56% there congrats Mark! Are you mortgage free too?
Thanks for sharing my link! (Its 15k passive income though, my dividends are just north of 5k forward)
It’ll be awhile until i get to 15k dividends… slowly but surely!
Not yet mortgage free Passive. Hopefully in another 5 years. Our two major financial goals by age 50 are to be 1) debt-free/mortgage-free and 2) own the $1 M portfolio to start drawing from for semi-retirement/part-time work. Fingers crossed!
You? What are your big money goals?
Hamilton 6 Cdn Bank fund.
Each month they will re-balance (buy & sell?) and put 80% in the most expensive (oversold) and 20% in the under-sold. Sounds backwards to me, as the undersold might have dropped in price and therefore provide a higher yield.
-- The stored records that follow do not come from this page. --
PR #35953, opened 2026-05-06
Graceful termination via cooperative cancellation

### LINKED ISSUE #34479: Vulnerability scanner - wmodules ungraceful termination
# Description 

It was found in v4.14.1 that on occasions the vulnerability scanner may not successfully terminate, this may be related to received events, during the scan or indexations. Discovering where exactly it "hangs",  is part of this issue. 

Image

## DoD 

- [ ] Root cause analysis 
- [ ] Evaluate if that affects the result of the scanner 
- [ ] Propose a solution if required 
- [ ] Manual testing

jotacarma90:
## Summary

Fixes #34479

`wazuh-modulesd` did not shut down gracefully on SIGTERM: module threads blocked in `sleep()`, `select()`, `sem_wait()`, or `pthread_cond_wait()` with no timeout and no stop mechanism, leaving the process to be killed forcefully by the service manager.

## Tested Scenarios
| Scenario | What was tested | Result |
| --- | --- | --- |
| Manager restart during active feed download | Manager shutdown while `content-updater` was downloading the vulnerability feed. | 🟢 Download slices were interrupted cleanly; no 30-second wait. |
| Manager restart while agent sends events continuously | The agent generated journald events in a loop while the manager was restarted. | 🟢 Restart: `8 s`; manager stopped cleanly and came back with pending events preserved. |
| Agent stop while logcollector processes active writes | A loop appended events to a monitored log file while the agent was stopped. | 🟢 Stop: `1 s`; logcollector exited cleanly and the agent restarted normally. |
| Simultaneous manager and agent restart | Manager and agent control scripts were restarted at the same time. | 🟢 Combined restart: `9 s`; both sides returned to running state and the agent reconnected. |
| Manager restart immediately after startup | The manager was restarted again one second after a previous restart completed. | 🟢 Restarts: `6 s` each; modules handled shutdown during fresh startup state. |
| Agent stop just after startup module activity | The agent was stopped immediately after rootcheck, FIM, SCA, and syscollector startup activity. | 🟢 Stop: `2 s`; modules released resources normally. |
| Timeout/forced-kill log search | Searched manager and agent logs for timeout/kill indicators after the stress scenarios. | 🟢 No forced-kill fallback observed. Only internal `agent-upgrade` timeout warnings, with no shutdown delay. |

- Full commands output and ossec.log: 
[graceful-termination-ubuntu24-stress.txt](https://github.com/user-attachments/files/27521277/graceful-termination-ubuntu24-stress.raw.txt)

Conclusion: the tested shutdown paths do not approach the 30-second forced-kill fallback. Manager shutdown, agent shutdown, and modulesd-related shutdown activity completed in a few seconds across the tested scenarios.

### DIFF
--- a/src/wazuh_modules/src/agent_upgrade/agent/wm_agent_upgrade_agent.c
+++ b/src/wazuh_modules/src/agent_upgrade/agent/wm_agent_upgrade_agent.c
@@ -27,25 +27,18 @@
 #endif
 
 const char* upgrade_values[] = {
-    [WM_UPGRADE_SUCCESSFUL] = "0",
-    [WM_UPGRADE_FAILED_INTERMEDIATE] = "1",
-    [WM_UPGRADE_FAILED] = "2"
-};
+    [WM_UPGRADE_SUCCESSFUL] = "0", [WM_UPGRADE_FAILED_INTERMEDIATE] = "1", [WM_UPGRADE_FAILED] = "2"};
 
-const char* upgrade_messages[] = {
-    [WM_UPGRADE_SUCCESSFUL] = "Upgrade was successful",
-    [WM_UPGRADE_FAILED_INTERMEDIATE] = "Upgrade failed: intermediate version required",
-    [WM_UPGRADE_FAILED] = "Upgrade failed"
-};
+const char* upgrade_messages[] = {[WM_UPGRADE_SUCCESSFUL] = "Upgrade was successful",
+                                  [WM_UPGRADE_FAILED_INTERMEDIATE] = "Upgrade failed: intermediate version required",
+                                  [WM_UPGRADE_FAILED] = "Upgrade failed"};
 
-static const char *task_statuses_map[] = {
-    [WM_UPGRADE_SUCCESSFUL] = WM_TASK_STATUS_DONE,
-    [WM_UPGRADE_FAILED_INTERMEDIATE] = WM_TASK_STATUS_FAILED,
-    [WM_UPGRADE_FAILED] = WM_TASK_STATUS_FAILED
-};
+static const char* task_statuses_map[] = {[WM_UPGRADE_SUCCESSFUL] = WM_TASK_STATUS_DONE,
+                                          [WM_UPGRADE_FAILED_INTERMEDIATE] = WM_TASK_STATUS_FAILED,
+                                          [WM_UPGRADE_FAILED] = WM_TASK_STATUS_FAILED};
 
 // CA certificates
-char **wcom_ca_store = NULL;
+char** wcom_ca_store = NULL;
 
 #ifndef WIN32
 
@@ -53,7 +46,7 @@ char **wcom_ca_store = NULL;
  * Listen to the upgrade socket in order to receive commands
  * @return only on errors, socket will be closed
  * */
-STATIC void* wm_agent_upgrade_listen_messages(__attribute__((unused)) void *arg);
+STATIC void* wm_agent_upgrade_listen_messages(__attribute__((unused)) void* arg);
 
 #endif
 
@@ -73,7 +66,7 @@ STATIC void wm_agent_upgrade_check_status(const wm_agent_configs* agent_config) 
  * @retval true information was found on the upgrade_result file
  * @retval either the upgrade_result file does not exist or contains invalid information
  * */
-STATIC bool wm_upgrade_agent_search_upgrade_result(int *queue_fd);
+STATIC bool wm_upgrade_agent_search_upgrade_result(int* queue_fd);
 
 /**
  * Reads the upgrade_result file if it is present and sends the upgrade result message to the manager.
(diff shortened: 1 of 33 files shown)


src/wazuh_modules/src/wm_control.c
```diff
@@ -201,22 +206,20 @@ static void *process_control() {
...
-
+            mterror_exit(WM_CONTROL_LOGTAG, "At process_control(): select(): %s", strerror(errno));
+            break;
         case 0:
             continue;
+        default:
+            break;
         }
 
+        if (wm_shutdown_requested) break;
```
Antoniogm03: Is this necessary? If this is true, the loop would not be entered

src/wazuh_modules/src/wm_ms_graph.c
```diff
@@ -228,7 +229,7 @@ static curl_response* wm_ms_graph_http_get_with_retry(char** headers, const char
                 relationship_name, retry_after, attempt + 1, WM_MS_GRAPH_MAX_RETRIES);
             wurl_free_response(response);
             response = NULL;
-            w_sleep_until(time(NULL) + retry_after);
+            wm_sleep_until_interruptible(time(NULL) + retry_after);
```
Antoniogm03, line 232: Shouldn't we check whether `wm_shutdown_requested` has been called before the continue?

src/wazuh_modules/src/wmcom.c
```diff
@@ -137,24 +137,21 @@ void * wmcom_main(__attribute__((unused)) void * arg) {
...
-
+            merror_exit("At wmcom_main(): select(): %s", strerror(errno));
+            break;
         case 0:
             continue;
+        default:
+            break;
         }
 
+        if (wm_shutdown_requested) break;
```
Antoniogm03: I think that's not necessary

src/wazuh_modules/src/task_manager/wm_task_manager.c
```diff
@@ -139,24 +140,21 @@ STATIC void* wm_task_manager_main(wm_task_manager* task_config) {
...
+            mterror(WM_TASK_MANAGER_LOGTAG, MOD_TASK_SELECT_ERROR, strerror(errno));
+            pthread_exit(NULL);
+            break;
         case 0:
             continue;
         default:
             break;
         }
 
+        if (wm_shutdown_requested) break;
```
Antoniogm03: I think that's not necessary

src/wazuh_modules/src/agent_upgrade/manager/wm_agent_upgrade_manager.c
```diff
@@ -129,24 +133,23 @@ STATIC void wm_agent_upgrade_listen_messages(const wm_manager_configs* manager_c
...
+            mterror(WM_AGENT_UPGRADE_LOGTAG, WM_UPGRADE_SELECT_ERROR, strerror(errno));
+            close(sock);
+            return;
         case 0:
             continue;
+        default:
+            break;
         }
 
+        if (wm_shutdown_requested) break;
```
Antoniogm03: I think that's not necessary

Antoniogm03 (changes requested):

src/wazuh_modules/src/wm_control.c
jotacarma90: Removed

src/wazuh_modules/src/wm_ms_graph.c
jotacarma90: Added

src/wazuh_modules/src/wmcom.c
jotacarma90: Removed

src/wazuh_modules/src/task_manager/wm_task_manager.c
jotacarma90: Removed

src/wazuh_modules/src/agent_upgrade/manager/wm_agent_upgrade_manager.c
jotacarma90: Removed

MiguelazoDS (commented):
I was unable to reproduce the issue during the feed download as I did before in addition, on 4.x during the population of events and indexer redundant database, it was possible to provoke the unwanted behavior by restarting the module in the middle of that process, but since 5.x does not make use of those queues anymore, the risk is reduced. Although I'm not sure if it is completely removed, could you reproduce any situation where the daemon hangs before the fix?

jotacarma90:
> I was unable to reproduce the issue during the feed download as I did before in addition, on 4.x during the population of events and indexer redundant database, it was possible to provoke the unwanted behavior by restarting the module in the middle of that process, but since 5.x does not make use of those queues anymore, the risk is reduced. Although I'm not sure if it is completely removed, could you reproduce any situation where the daemon hangs before the fix?

I would frame this change as preventive hardening rather than a fix for an easily reproducible 5.x failure. The risky path still exists logically: after the feed update, the content-updater callback may enter `runScanAfterFeedUpdate()` and iterate agents while doing per-agent scan work. If shutdown arrives in that window, `stop()` tears down the feed manager and has to wait for that callback to return. In a small/local environment this is hard to hit and finishes quickly, but with many agents or slow indexer operations the shutdown path can still be unnecessarily exposed to a long-running callback.

The patch makes that path explicitly shutdown-aware by checking the stop flag before entering the post-feed scan and inside the per-agent loop. That way, if shutdown is requested, the callback exits early and teardown can complete promptly.

In short: I could not reproduce the old 4.x-style hang on current `main`, but the change is still useful as a low-risk preemptive protection for a narrow shutdown window that would otherwise depend on workload size and indexer latency.

src/wazuh_modules/src/agent_upgrade/agent/wm_agent_upgrade_agent.c
```diff
@@ -89,99 +82,105 @@ STATIC bool wm_upgrade_agent_search_upgrade_result(int *queue_fd);
...
+        switch (wm_select_interruptible(sock, &fdset))
+        {
+            case -1:
+                if (errno != EINTR)
+                {
+                    mterror(WM_AGENT_UPGRADE_LOGTAG, WM_UPGRADE_SELECT_ERROR, strerror(errno));
+                    close(sock);
+                    return NULL;
+                }
+                continue;
```
Antoniogm03: `wm_select_interruptible` returns -1 if `errno != EINTR` so the conditional is not necessary.

Antoniogm03 (changes requested):

Antoniogm03 (approved):
LGTM!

Agree, just buy the banks stocks you like and hold for the growing income, without paying any fees or re-balancing.
Crazy fund 🙂 Still own your bank stocks cannew? 5 or 6?
5 just not TD as I always felt it was expensive when I was buying.
I thought oversold should mean cheapest? For example, BNS is definitely oversold right now.
The only one I am missing is NA. On my buying list. Looks like they think right now TD is among the oversold ones? How so? I feel TD is pretty expensive right now.
@May: the question is why re-balance monthly, other than to generate trading fees which I’m sure are built into the fees some where.
Actually you have it backwards (and May is correct below), oversold means the position has been beaten up and is not expensive.